**Work request**
Please retype exactly, and with nothing added, the lines of the material from the one with "2. Increased the" through the final one.

-- Opening Marker --

PR #865, opened 2026-03-08
Fix: Podman container runtime support to Ansible installer

yoavkatz:
# Summary

This pull request has minor fixes support for Podman as container engine and improves the reliability of image pulling and chart installation processes.  The changes make the installer more robust when dealing with SSH connection issues in Podman environments and increase retry attempts for gateway installation.

# Files Changed

📄 `deployments/ansible/roles/kagenti_installer/tasks/02_setup_cluster.yaml`

Updated the image pulling logic to handle different container engines. For Podman, images are now pulled sequentially to avoid SSH connection issues, while Docker continues to use concurrent pulling for better performance. The task also now respects the `container_engine` variable (defaulting to 'docker') and includes enhanced logging output for Podman pulls (showing status messages like "Trying to pull", "Getting image", "Copying", and "Writing manifest").

📄 `deployments/ansible/roles/kagenti_installer/tasks/main.yml`

Made two key improvements:
1. Replaced hardcoded `docker` commands with the configurable `container_engine` variable (defaulting to 'docker') throughout the image loading process for kind clusters, enabling Podman compatibility.
2. Increased the retry count for MCP gateway installation from 3 to 10 attempts to improve reliability during deployment.

### DIFF
--- a/deployments/ansible/roles/kagenti_installer/tasks/02_setup_cluster.yaml
+++ b/deployments/ansible/roles/kagenti_installer/tasks/02_setup_cluster.yaml
@@ -131,7 +131,7 @@
         # Pull sequentially for Podman to avoid SSH connection issues
         for img in {{ preload_images | join(' ') }}; do
           echo "Pulling $img..."
-          {{ container_engine | default('docker') }} pull "$img" 2>&1 | { grep -E "^(Status:|Error|Trying to pull|Getting image|Copying|Writing manifest)" || true; }
+          {{ container_engine | default('docker') }} pull "$img" 2>&1 | { grep -E "^(Status:|Error|Trying to pull|Getting image|Copying|Writing manifest)" ; }
           if [ $? -ne 0 ]; then
             FAIL=1
           fi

-- Closing Marker --

**Response to the exercise**
2. Increased the retry count for MCP gateway installation from 3 to 10 attempts to improve reliability during deployment.

### DIFF
--- a/deployments/ansible/roles/kagenti_installer/tasks/02_setup_cluster.yaml
+++ b/deployments/ansible/roles/kagenti_installer/tasks/02_setup_cluster.yaml
@@ -131,7 +131,7 @@
         # Pull sequentially for Podman to avoid SSH connection issues
         for img in {{ preload_images | join(' ') }}; do
           echo "Pulling $img..."
-          {{ container_engine | default('docker') }} pull "$img" 2>&1 | { grep -E "^(Status:|Error|Trying to pull|Getting image|Copying|Writing manifest)" || true; }
+          {{ container_engine | default('docker') }} pull "$img" 2>&1 | { grep -E "^(Status:|Error|Trying to pull|Getting image|Copying|Writing manifest)" ; }
           if [ $? -ne 0 ]; then
             FAIL=1
           fi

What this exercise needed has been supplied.